# Information given

PR #1540, opened 2020-09-02
refactor(fields/*): generate readmes.

adnasa:
#### Summary

- adds `generate-readme` for `fields/*`

#### Description

I will migrate all `fields/*` before I set this to `ship it`.
Will leave this WIP in the mean time

PR #1553, opened 2020-09-10
fix: restore horizontal constraint

adnasa:
#### Summary

- restore `horizontalConstraint` allowed values, caused by #1540


adnasa:
that ought to restore them all. I went through the entire #1540

packages/components/inputs/select-input/src/select-input.js
```diff
@@ -181,7 +181,7 @@ SelectInput.defaultProps = {
 };
 
 SelectInput.propTypes = {
-  horizontalConstraint: PropTypes.oneOf(['s', 'm', 'l', 'xl', 'scale']),
+  horizontalConstraint: PropTypes.oneOf(['xs', 's', 'm', 'l', 'xl', 'scale']),
```
jonnybel, line 184: I think this size was not valid for SelectInput

packages/components/fields/date-field/src/date-field.js
```diff
@@ -28,7 +28,7 @@ class DateField extends React.Component {
     /**
      * Horizontal size limit of the input fields.
      */
-    horizontalConstraint: PropTypes.oneOf(['s', 'm', 'l', 'xl', 'scale']),
+    horizontalConstraint: PropTypes.oneOf(['m', 'l', 'xl', 'scale']),
```
tdeekens, line 31: Verified with https://github.com/commercetools/ui-kit/pull/433

tdeekens (approved):

jonnybel (approved):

# Action item
Scan the entries above and work out how many lines include the word "generate"; the reply is that number alone.

# Solution to this problem
2